LLM Sympathy for Coding - Making it Easier for LLMs to Write Your Code
How do LLMs write code? We have billions, if not trillions, of lines of open source code on which these LLMs have been trained. As they train on this data, LLMs build an internal representation of the code, creating structure and meaning that they store in a "black box" of internal connections. They then use this network to regurgitate what they have been trained on, matching the code equivalent of completing a sentence like "How did the chicken cross the ____?" There is an enormous amount of complexity and technology behind this representation.
One of the ways I think of them, which is of course by no means accurate, but helps me imagine what they do, is that they are a kind of lossy compression. They can take huge amounts of data, in this case huge amounts of code, compress it all down to a few gigabytes-while "losing" some things–and then decompress the information later.

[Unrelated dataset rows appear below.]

PR #2473, opened 2023-07-03
To enable Katib to work on ARM64

hwang9u:
The existing docker images with `v0.15.0-rc.0` tag do not support linux/arm64. So I encountered errors `Back-off restarting failed container` and was able to resolve them by making the change to `latest`, resulting in proper functioning.


annajung:
Hi @hwang9u, to update the Katib manifest, the PR needs to be made against the [Katib repo](https://github.com/kubeflow/katib) as direct changes to any component not managed by the manifest WG would be rewritten when the manifest groups trigger a sync

Please move the PR to the correct repo

/close

Issue #2469, opened 2023-06-13
Move away from AuthService


kimwnasptd:
My current understanding is that the `gcr.io/arrikto` oci registry will be taken down at some point*.

I can think of the following moving pieces for this process:
1. Moving away from this component for the KF 1.8 release
2. Understand whether we need to patch previous versions of Kubeflow
3. Existing installations that are using AuthService

From my current understanding there won't be any migration of the image from the side of the [AuthService project](https://github.com/arrikto/oidc-authservice).

The first information that we need is for how long will he `gcr.io/arrikto` registry be up. After we have this we can have more concrete next steps. Hopefully I'll have some more news on this relatively soon*.

The way that I think this play out though is that we'll need to mirror images in the Kubeflow project and do patches on some* KF installations so that the mirrored image will be used instead. And of course moving away in KF 1.8 either way.

cc @kubeflow/wg-manifests-leads @DnPlas @annajung @jbottum

jbottum:
Is there a manifest WG meeting today ?

DnPlas:
Thanks @kimwnasptd, I have some questions.
1. Moving away from the current Authservice implementation in the upcoming 1.8 release would mean that:
* We may need to provide steps for upgrading Kubeflow 1.7 to 1.8.
* We already have a solution for replacing Authservice, do you mind sharing details about it? What would be the impact on Kubeflow components in terms of changes in manifests and/or code?
* Would this change impact the current release timeline?

2. Mirroring the existing image and patching some KF installations - For this I'd add that only the image will be kept, and no source code. Though I agree on this one, I think we have to do it regardless of how long the image registry is up.

kimwnasptd:
@DnPlas 

> Moving away from the current Authservice implementation in the upcoming 1.8 release would mean that:

1. Yes we'll provide upgrade instructions on how to migrate to `oauth2-proxy` for users that come from a 1.6, and have AuthService in their cluster
    * I'd expect the `oauth2-proxy` and AuthService manifests to be completely separated, so it'll be a matter of removing AuthService manifests and applying `oauth2-proxy` manifests
2. The 1.8 manifests will be using a completely different component `oauth2-proxy`
    * There shouldn't be any differences to other components
3. I wouldn't expect it to affect the release timeline

[...]

PR #2480, opened 2023-07-13
Update AuthService image for KF 1.7

kimwnasptd:
Part of #2469 

Mirrored the `gcr.io/arrikto/kubeflow/oidc-authservice:e236439` over to `docker.io/kubeflowmanifestswg/oidc-authservice:e236439`

### DIFF
--- a/common/oidc-authservice/base/statefulset.yaml
+++ b/common/oidc-authservice/base/statefulset.yaml
@@ -18,7 +18,7 @@ spec:
       serviceAccountName: authservice
       containers:
       - name: authservice
-        image: gcr.io/arrikto/kubeflow/oidc-authservice:e236439
+        image: docker.io/kubeflowmanifestswg/oidc-authservice:e236439
         imagePullPolicy: Always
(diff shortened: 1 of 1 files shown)


common/oidc-authservice/base/statefulset.yaml
```diff
@@ -18,7 +18,7 @@ spec:
       serviceAccountName: authservice
       containers:
       - name: authservice
-        image: gcr.io/arrikto/kubeflow/oidc-authservice:e236439
+        image: docker.io/kubeflowmanifestswg/oidc-authservice:e236439
```
annajung, line 21: does it need to be changed in /base/kustomization.yaml file?

annajung:
@kimwnasptd we should also merge this in before the 1.8 RC

common/oidc-authservice/base/statefulset.yaml
kimwnasptd: Good catch! Updated

Issue #2450, opened 2023-04-25
[kubeflow 1.8] Dependencies versions


DnPlas:
This issue will be used for tracking, discussing and sharing the dependencies versions.

> Please note these versions are subject to agreement of all WG and the release team, and may suffer changes in the following days before the release cycle begins on May 8th, 2023.

| Component    | Version used in 1.7 | Version used in 1.8 |
|--------------|------------------|-------------|
| [Knative](https://knative.dev/docs/reference/relnotes/)      |     1.8.1             |     1.10        |
| [Istio](https://istio.io/latest/news/releases/)        |         1.16         |     1.17       |
| [Kubernetes](https://kubernetes.io/releases/)   |         1.25/1.24         |      1.25/1.26 ~1.27 (stretch goal)~      |
| [Cert-Manager](https://cert-manager.io/docs/installation/supported-releases/) |        1.10.1          |   1.12*          |
| [Kustomize](https://github.com/kubernetes-sigs/kustomize/releases)    |         3.2 or 5.0         |       5.0.1      |
| [Dex](https://github.com/dexidp/dex/releases)          |        2.31          |     2.36        |
| [Argo](https://github.com/argoproj/argo-workflows/releases)         |           3.3.8       |      3.3.10       |
| Tekton       |      x            |    0.47 or 0.48      |
| Oidc         |          e236439       |       e236439      |

* This version EOL is end of August 2023 and it's tied to k8s 1.26. For more info, [here](https://cert-manager.io/docs/installation/supported-releases/#upcoming-releases)

annajung:
Based on the Kubeflow [1.8 release timeline](https://github.com/kubeflow/community/pull/621/files), 1.8 is planned to be released in **early Oct**.

Kubernetes
- Kubernetes 1.25 is [EOL 2023-10-28](https://kubernetes.io/releases/#release-v1-25)
- Kubernetes 1.26 is [EOL 2024-02-28](https://kubernetes.io/releases/#release-v1-26)
- Kubernetes 1.27 is [EOL 2024-06-28](https://kubernetes.io/releases/#release-v1-27)
- Latest version of Kubernetes will be 1.28, planned to be [released on August 15th, 2023](https://www.kubernetes.dev/resources/release/#summary), which is during Kubeflow 1.8 manifest testing phase

GKE - pipeline CI/CD
- [GKE release schedule](https://cloud.google.com/kubernetes-engine/docs/release-schedule#schedule-for-release-channels)
  - Stable version
[...]

PR #2482, opened 2023-07-13
Add Kubernetes version 1.26 and set it to default for testing

annajung:
Part of https://github.com/kubeflow/manifests/issues/2450

- Move default KinD 1.25 to `kind-cluster-1-25.yaml`
- Add support for Kubernetes 1.26 and set it to default for testing
- Update the requirements.txt to run e2e with katib 0.15 and kfp 1.8.22

### DIFF
--- a/.github/workflows/pipeline_kind_test.yaml
+++ b/.github/workflows/pipeline_kind_test.yaml
@@ -37,8 +37,8 @@ jobs:
         pip3 install kfp==1.8.22
         kustomize build apps/profiles/upstream/overlays/kubeflow | kubectl apply -f -
         kubectl wait --for=condition=Ready pods --all --all-namespaces --timeout 180s
-        kustomize build common/user-namespace/base | awk '!/well-defined/' | kubectl apply -f -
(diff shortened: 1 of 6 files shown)


annajung:
cc @kimwnasptd

kimwnasptd:
@annajung I remember that we had to use the `awk '!/well-defined/'` command because of this bug in kustomize https://github.com/kubernetes-sigs/kustomize/issues/5039. 

Can we avoid these awk commands by instead using [kustomize 5.0.1](https://github.com/kubernetes-sigs/kustomize/releases/tag/kustomize%2Fv5.0.1)?

annajung:
I think we can upgrade to [kustomize 5.0.3](https://github.com/kubernetes-sigs/kustomize/releases/tag/kustomize%2Fv5.0.3)

I ran a few tests to compare results between kustomize 5 with hack vs. [kustomize 5.0.3](https://github.com/kubernetes-sigs/kustomize/releases/tag/kustomize%2Fv5.0.3) without the hack and looks like output is the same. I'll make a PR to upgrade Kustomize and update this PR.

PR #2486, opened 2023-07-17
Upgrade Knative serving to 1.10.2 and eventing to 1.10.1

annajung:
Part of https://github.com/kubeflow/manifests/issues/2450

- Upgrade Knative serving to 1.10.2
- Upgrade Knative eventing to 1.101

cc @kimwnasptd

### DIFF
--- a/README.md
+++ b/README.md
@@ -65,7 +65,7 @@ used from the different projects of Kubeflow:
 | Component | Local Manifests Path | Upstream Revision |
 | - | - | - |
 | Istio | common/istio-1-17 | [1.17.3](https://github.com/istio/istio/releases/tag/1.17.3) |
-| Knative | common/knative/knative-serving <br /> common/knative/knative-eventing | [1.8.1](https://github.com/knative/serving/releases/tag/knative-v1.8.1) <br /> [1.8.1](https://github.com/knative/eventing/releases/tag/knative-v1.8.1) |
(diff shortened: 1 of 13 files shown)


annajung:
I used upterm to see what's happening inside the cluster, and it looks like a few of the pods are not coming up because of insufficient resources, so they're in a pending state until the timeout hits, which results in a failed test.

I will take a deeper look into it this week

annajung:
Due to insufficient resources and the default setting that does not allow scheduling pods on the control plane nodes, at some point in the test, pods cannot run and stay in the pending state and fails to meet the condition check for all pods in "ready" state.

It looks like there are two approaches to solving the issue, both have been tested and were successful in running the KServe test
1. Allow scheduling on the control plane
2. Add another worker for kind installation

Not sure which one is better approach @kimwnasptd thoughts?

kimwnasptd:
@annajung I'd also vote for adding another worker node in our config file, just to unblock us for now.

annajung:
@yuzisun  Looks like KServe is using serving 1.10.1 and eventing 1.10.0 according to the [quick install script](https://github.com/kserve/kserve/blob/9b917d8349e4885abe4621db47def0a385ecd76d/hack/quick_install.sh#L34C1-L35C45) and the [github actions](https://github.com/kserve/kserve/blob/9b917d8349e4885abe4621db47def0a385ecd76d/test/scripts/gh-actions/setup-kourier.sh#L27), do you have any concerns with 1.10.2 and eventing 1.10.1?

we like to get this in before the feature freeze Aug 2nd

PR #3165, opened 2025-06-11
Update install_KinD_create_KinD_cluster_install_kustomize.sh

juliusvonkohout:
@tarekabouzeid for /lgtm


juliusvonkohout:
It should allow us to use https://kubernetes.io/blog/2025/04/25/userns-enabled-by-default/ / https://kubernetes.io/docs/concepts/workloads/pods/user-namespaces/#integration-with-pod-security-admission-checks

PR #3190, opened 2025-07-21
PSS restricted for static namespaces

juliusvonkohout:
@tarekabouzeid


juliusvonkohout:
@akagami-harsh can you check why this is failing ?

juliusvonkohout:
Interesting, so only Ray is failing if we retry
image

juliusvonkohout:
I am wondering whether the securitycontext was cont completely upstreamed https://github.com/kubeflow/manifests/commit/b99375fd999fd44de27f6f709a963908a0042430

juliusvonkohout:
@kunal-511 the ray test is missing from https://github.com/kubeflow/manifests/blob/master/.github/workflows/full_kubeflow_integration_test.yaml, that is why PSS restricred problems were not detected before.

PR #3221, opened 2025-08-19
Update kserve_test.yaml

juliusvonkohout:
I thought this is covered in https://github.com/kubeflow/manifests/blob/master/.github/workflows/kserve_secure_test.yaml @madmecodes


juliusvonkohout:
@kunal-511 can you help investigating ?

PR #3238, opened 2025-09-09
fix: override dex deployment with custom image and env specific for c42 env

Avnshrai:
### Summary
- Added new overlay patch (`patch-deployment.yaml`) in `common/dex/overlays/oauth2-proxy` to:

Because of the relatively new and strange way LLMs work, there are things we can do to manipulate their output, especially in terms of how we use them to code. Implementing these prompts, pokes, and prods can make programming very different from what we are used to, so much so that it can be difficult to change our ways. These tricks and changes in the way we work are what I'd like to discuss a bit in this post.
One Limitation Example - Context Windows
The context window of an LLM refers, in practical terms, to the amount of text that an AI model can process and "remember" at any given time. Context length is measured in tokens, where a token is slightly smaller than a typical word in English, perhaps about 0.75 words. Thus, if a given AI model has a context window of 1024, it can remember about 768 words of plain old English text.
Code is, after all, a kind of text that humans can (sort of) understand. This text is compiled into programs, machine language. But it's just text, and that's something that LLMs are very good at absorbing and regurgitating. But for an LLM to fully understand what a program does, it would have to keep as much of the code in context as possible. But programs can be very, very large-potentially millions of lines of code. Even a small project will be thousands of lines.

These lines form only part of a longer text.